For the rest of the coast, particularly the lower East Coast the flood relief options need to be underpinned by hydrographic flow studies and expert assessments, some of which have been done. Ten years after the Great Flood, the centre piece of government’s efforts, the costly Hope Canal, is still to begin functioning. It is left to be seen whether this will be another giant white elephant. The canal is meant to relieve the pressure on the East Demerara Water Conservancy (EDWC) but there is a school of thought that had the Conservancy been better maintained, its internal channels kept clear, its holding capacity optimized and drainage to the Demerara River made more efficient there may not have been the need for a canal to the Atlantic. Indeed, prior to 2005 the conservancy performed the task without widespread flooding until patently poor maintenance left it and its dams greatly vulnerable.
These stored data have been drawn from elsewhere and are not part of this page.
PR #2718, opened 2021-05-17
Post cranking fuel tweaks

mck1117:
- sensible defaults
- bounds check

### DIFF
--- a/firmware/controllers/algo/engine2.cpp
+++ b/firmware/controllers/algo/engine2.cpp
@@ -132,8 +132,8 @@ void EngineState::periodicFastCallback(DECLARE_ENGINE_PARAMETER_SIGNATURE) {
 	fuelCutoffCorrection = getFuelCutOffCorrection(nowNt, rpm PASS_ENGINE_PARAMETER_SUFFIX);
 
 	// post-cranking fuel enrichment.
-	// for compatibility reasons, apply only if the factor is greater than zero (0.01 margin used)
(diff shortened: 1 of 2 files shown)


rusefillc:
@mck1117 legit red?

firmware/controllers/algo/engine2.cpp
```diff
@@ -132,8 +132,8 @@ void EngineState::periodicFastCallback(DECLARE_ENGINE_PARAMETER_SIGNATURE) {
 	fuelCutoffCorrection = getFuelCutOffCorrection(nowNt, rpm PASS_ENGINE_PARAMETER_SUFFIX);
 
 	// post-cranking fuel enrichment.
-	// for compatibility reasons, apply only if the factor is greater than zero (0.01 margin used)
-	if (engineConfiguration->postCrankingFactor > 0.01f) {
+	// for compatibility reasons, apply only if the factor is greater than unity (only allow adding fuel)
```
rusefillc, line 135: "for compatibility reasons" it has been a while shall we already drop this if condition altogether? maybe fatal in case of zero or invalid setting?

mck1117: The default, until this PR, has been for that field set to 0, so everyone upgrading a config might still have 0 there.

rusefillc: Ohh, so next time.

mck1117: Yep, maybe later we can remove the check.

PR #2724, opened 2021-05-20
convert a table to scaled_channel

mck1117:
with magic, we can now encode the scaling factor in the type of the table, instead of using it everywhere by hand

depends on #2723


rusefillc:
I like useful magic :)

mck1117:
magic is ready!

PR #2725, opened 2021-05-20
Lua on f407, try again

mck1117:
looks like problems were unrelated to #2646, let's try it again


mck1117:
failure is expected VW121 config problem, all actual builds are green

So instead of an integrated drainage solution that encompasses Georgetown, the Mahaica and Mahaicony rivers, the strengthening and maintenance of the EDWC, the invigoration of local government to better manage sluices, rigorous attention to sea and river defences, citizens have been treated to a medley of distinct projects, some like the Surendra pumps acquisition of dubious credibility and value. While Agriculture Minister Ramsammy has boasted that pumping capacity has more than doubled over the years, flooding in communities all along the coast remains a serious problem.

It is the citizenry of the country who pay the highest price like those on the East Bank who suffered from the collapse of the Peter’s Hall koker in October and those on the Hope Estate on the East Coast who battled floods for weeks in November and December. As one of the Hope Estate farmers, Ray Doodnauth perspicaciously said to Stabroek News about the government’s water management “Whenever it rains is flood and when is sun there is no water.”

Stakeholders should begin demanding from this government and other contenders for office a well-defined flood control plan which has benefited from the input of recognized experts with a financing plan attached to it.